TO DO
Copy out every line holding the string "both" from the records below.

RECORDED INFORMATION
..............................

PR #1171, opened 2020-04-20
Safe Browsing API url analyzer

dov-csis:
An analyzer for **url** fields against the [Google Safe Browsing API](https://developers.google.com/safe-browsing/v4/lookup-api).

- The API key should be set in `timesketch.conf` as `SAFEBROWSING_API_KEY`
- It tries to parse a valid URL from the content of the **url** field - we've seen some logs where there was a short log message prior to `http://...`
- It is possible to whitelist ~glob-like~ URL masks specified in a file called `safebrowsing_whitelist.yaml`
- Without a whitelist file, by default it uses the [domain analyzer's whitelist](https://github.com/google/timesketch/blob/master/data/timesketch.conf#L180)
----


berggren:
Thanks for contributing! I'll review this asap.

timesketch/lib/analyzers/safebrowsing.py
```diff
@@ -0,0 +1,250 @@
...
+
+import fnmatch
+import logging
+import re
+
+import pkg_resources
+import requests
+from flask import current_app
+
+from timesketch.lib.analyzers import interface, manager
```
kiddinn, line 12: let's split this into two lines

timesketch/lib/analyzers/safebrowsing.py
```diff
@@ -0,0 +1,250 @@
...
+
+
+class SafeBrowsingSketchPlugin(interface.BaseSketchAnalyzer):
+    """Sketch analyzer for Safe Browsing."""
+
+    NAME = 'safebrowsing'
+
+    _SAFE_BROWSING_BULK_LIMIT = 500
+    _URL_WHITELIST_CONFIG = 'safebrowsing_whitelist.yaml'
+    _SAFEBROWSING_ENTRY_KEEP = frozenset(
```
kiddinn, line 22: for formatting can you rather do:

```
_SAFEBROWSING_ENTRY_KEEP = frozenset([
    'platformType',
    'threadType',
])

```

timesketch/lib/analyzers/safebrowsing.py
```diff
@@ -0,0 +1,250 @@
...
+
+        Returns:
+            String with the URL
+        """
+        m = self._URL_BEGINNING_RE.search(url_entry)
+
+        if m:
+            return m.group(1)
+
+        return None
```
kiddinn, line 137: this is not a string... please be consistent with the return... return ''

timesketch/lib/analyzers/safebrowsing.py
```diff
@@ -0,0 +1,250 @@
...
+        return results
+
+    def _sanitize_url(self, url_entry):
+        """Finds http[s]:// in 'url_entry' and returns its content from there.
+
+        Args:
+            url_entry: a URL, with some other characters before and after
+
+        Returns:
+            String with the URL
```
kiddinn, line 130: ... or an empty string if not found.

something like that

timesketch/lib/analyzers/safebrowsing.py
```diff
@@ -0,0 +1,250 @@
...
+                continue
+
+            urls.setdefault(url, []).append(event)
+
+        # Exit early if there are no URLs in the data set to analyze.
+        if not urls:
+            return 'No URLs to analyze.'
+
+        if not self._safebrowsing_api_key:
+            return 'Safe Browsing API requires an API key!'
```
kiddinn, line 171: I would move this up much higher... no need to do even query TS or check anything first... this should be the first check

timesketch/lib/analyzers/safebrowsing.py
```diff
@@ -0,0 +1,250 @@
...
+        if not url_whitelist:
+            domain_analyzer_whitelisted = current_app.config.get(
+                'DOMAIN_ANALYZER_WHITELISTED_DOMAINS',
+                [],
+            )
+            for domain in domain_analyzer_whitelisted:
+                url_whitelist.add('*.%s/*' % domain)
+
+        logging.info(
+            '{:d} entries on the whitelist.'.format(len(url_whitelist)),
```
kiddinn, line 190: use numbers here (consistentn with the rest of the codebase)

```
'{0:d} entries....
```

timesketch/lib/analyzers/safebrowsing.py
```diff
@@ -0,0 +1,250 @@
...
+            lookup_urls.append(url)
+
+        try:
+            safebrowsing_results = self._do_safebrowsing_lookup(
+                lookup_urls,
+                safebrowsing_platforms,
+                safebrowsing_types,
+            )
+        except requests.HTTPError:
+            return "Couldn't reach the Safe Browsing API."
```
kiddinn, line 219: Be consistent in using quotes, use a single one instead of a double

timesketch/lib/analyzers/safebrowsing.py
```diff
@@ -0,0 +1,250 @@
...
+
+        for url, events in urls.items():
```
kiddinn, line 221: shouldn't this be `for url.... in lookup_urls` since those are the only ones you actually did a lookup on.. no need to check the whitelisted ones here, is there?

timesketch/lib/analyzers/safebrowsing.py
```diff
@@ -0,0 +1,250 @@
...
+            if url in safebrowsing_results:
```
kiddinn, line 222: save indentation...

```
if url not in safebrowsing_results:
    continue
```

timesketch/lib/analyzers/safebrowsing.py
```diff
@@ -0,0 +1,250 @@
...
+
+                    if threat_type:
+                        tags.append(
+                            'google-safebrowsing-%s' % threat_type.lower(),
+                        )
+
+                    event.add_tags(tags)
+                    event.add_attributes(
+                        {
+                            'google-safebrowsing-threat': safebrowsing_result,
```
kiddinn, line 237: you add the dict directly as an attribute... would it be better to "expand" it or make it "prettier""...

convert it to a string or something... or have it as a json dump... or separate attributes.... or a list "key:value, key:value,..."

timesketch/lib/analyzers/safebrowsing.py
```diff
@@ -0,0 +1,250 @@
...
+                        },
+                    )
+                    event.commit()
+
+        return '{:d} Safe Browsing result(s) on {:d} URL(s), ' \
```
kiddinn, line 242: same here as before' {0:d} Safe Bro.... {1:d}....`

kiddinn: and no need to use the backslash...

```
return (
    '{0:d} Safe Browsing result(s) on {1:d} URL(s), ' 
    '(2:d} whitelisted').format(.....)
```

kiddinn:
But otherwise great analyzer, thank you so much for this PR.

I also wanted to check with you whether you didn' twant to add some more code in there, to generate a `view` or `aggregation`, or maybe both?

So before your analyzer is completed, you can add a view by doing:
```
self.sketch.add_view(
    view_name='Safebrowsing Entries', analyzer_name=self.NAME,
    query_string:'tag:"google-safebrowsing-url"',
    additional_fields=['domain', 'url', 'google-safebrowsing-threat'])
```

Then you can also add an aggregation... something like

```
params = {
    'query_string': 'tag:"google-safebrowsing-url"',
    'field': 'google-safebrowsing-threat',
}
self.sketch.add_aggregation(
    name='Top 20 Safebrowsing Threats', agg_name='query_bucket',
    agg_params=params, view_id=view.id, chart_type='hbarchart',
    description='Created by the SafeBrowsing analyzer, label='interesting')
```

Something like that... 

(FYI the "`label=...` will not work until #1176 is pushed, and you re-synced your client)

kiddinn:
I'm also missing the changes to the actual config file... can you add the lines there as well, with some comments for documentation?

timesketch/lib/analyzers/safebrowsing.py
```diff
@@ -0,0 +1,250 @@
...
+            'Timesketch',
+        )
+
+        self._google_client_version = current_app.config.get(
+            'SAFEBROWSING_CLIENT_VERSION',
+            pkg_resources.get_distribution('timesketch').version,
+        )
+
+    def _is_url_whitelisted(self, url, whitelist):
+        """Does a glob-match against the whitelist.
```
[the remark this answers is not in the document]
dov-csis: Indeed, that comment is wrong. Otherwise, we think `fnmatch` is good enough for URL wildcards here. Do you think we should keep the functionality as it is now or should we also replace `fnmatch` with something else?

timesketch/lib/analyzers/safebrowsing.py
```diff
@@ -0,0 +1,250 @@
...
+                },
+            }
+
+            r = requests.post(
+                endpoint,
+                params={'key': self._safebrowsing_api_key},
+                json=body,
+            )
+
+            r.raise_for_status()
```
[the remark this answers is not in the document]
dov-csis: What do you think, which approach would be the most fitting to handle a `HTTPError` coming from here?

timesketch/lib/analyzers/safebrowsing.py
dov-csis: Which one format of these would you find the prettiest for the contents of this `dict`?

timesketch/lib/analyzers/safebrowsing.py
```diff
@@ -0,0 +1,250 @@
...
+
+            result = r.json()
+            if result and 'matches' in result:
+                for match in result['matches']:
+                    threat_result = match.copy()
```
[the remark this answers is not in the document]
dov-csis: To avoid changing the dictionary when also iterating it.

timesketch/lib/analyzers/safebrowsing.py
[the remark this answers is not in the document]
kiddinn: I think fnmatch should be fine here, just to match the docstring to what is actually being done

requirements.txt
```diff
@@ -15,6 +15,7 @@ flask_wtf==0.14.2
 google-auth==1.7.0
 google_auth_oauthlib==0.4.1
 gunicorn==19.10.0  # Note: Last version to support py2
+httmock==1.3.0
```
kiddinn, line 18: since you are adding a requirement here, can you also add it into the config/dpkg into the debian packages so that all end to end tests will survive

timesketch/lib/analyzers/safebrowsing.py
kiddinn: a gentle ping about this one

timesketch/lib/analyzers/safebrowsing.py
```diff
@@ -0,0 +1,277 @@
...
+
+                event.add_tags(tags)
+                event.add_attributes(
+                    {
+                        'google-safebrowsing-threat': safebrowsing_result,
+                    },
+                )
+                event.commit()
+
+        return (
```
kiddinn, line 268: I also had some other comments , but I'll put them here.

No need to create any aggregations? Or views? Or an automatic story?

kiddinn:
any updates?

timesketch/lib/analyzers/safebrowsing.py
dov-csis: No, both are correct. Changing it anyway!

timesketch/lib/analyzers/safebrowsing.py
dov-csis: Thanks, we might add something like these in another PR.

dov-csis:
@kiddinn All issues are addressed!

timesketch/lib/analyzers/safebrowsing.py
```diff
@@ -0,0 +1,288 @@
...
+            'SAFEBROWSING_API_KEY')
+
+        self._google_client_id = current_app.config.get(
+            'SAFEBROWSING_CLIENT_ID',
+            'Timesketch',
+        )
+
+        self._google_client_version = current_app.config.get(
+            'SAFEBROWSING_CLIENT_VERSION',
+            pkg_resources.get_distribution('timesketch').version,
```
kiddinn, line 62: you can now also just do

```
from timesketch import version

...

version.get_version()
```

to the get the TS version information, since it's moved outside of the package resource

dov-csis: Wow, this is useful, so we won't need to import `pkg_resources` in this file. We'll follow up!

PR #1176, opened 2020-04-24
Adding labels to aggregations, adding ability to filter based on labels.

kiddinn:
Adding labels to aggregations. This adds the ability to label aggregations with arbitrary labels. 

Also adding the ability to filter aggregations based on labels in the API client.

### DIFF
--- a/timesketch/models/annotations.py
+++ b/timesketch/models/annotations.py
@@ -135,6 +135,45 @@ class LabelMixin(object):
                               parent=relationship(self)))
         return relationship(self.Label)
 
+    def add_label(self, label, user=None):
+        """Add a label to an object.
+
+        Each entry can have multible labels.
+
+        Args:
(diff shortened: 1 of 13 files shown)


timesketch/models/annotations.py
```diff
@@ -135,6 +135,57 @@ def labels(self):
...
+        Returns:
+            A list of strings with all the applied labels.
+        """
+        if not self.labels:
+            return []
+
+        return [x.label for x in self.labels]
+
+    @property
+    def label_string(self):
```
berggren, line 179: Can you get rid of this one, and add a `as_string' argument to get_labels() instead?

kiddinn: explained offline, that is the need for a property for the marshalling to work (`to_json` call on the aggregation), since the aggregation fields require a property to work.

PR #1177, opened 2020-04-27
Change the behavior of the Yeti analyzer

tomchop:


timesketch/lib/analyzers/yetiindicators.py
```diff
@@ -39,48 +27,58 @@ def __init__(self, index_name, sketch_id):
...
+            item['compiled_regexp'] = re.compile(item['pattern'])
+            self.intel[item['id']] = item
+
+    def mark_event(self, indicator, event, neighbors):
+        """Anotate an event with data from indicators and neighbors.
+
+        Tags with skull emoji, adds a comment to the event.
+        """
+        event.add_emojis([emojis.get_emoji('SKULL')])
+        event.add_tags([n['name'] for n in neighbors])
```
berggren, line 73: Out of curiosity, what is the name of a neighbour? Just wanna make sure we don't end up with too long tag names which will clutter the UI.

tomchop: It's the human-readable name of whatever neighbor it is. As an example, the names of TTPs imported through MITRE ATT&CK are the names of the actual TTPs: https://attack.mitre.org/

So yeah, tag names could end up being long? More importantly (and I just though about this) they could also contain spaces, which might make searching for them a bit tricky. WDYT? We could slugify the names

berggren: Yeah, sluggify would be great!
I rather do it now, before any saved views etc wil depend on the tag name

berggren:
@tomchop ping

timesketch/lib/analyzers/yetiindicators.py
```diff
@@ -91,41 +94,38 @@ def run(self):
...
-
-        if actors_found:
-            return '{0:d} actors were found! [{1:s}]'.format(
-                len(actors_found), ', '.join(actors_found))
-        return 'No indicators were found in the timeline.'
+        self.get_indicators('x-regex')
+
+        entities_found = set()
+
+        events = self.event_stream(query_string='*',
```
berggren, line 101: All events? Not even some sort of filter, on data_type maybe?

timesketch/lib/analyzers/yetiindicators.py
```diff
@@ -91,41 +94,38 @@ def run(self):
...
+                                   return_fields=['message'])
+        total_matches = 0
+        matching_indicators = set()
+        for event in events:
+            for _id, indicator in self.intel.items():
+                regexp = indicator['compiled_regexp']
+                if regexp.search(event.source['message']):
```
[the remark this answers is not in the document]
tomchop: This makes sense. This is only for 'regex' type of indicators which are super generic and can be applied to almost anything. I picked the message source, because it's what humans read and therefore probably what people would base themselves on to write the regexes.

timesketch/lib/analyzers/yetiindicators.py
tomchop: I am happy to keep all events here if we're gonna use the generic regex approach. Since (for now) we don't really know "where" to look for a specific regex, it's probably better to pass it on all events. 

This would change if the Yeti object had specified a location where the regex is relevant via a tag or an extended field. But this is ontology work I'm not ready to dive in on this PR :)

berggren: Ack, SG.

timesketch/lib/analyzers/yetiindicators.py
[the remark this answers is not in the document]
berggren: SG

..............................

WRITTEN SOLUTION
I also wanted to check with you whether you didn' twant to add some more code in there, to generate a `view` or `aggregation`, or maybe both?
dov-csis: No, both are correct. Changing it anyway!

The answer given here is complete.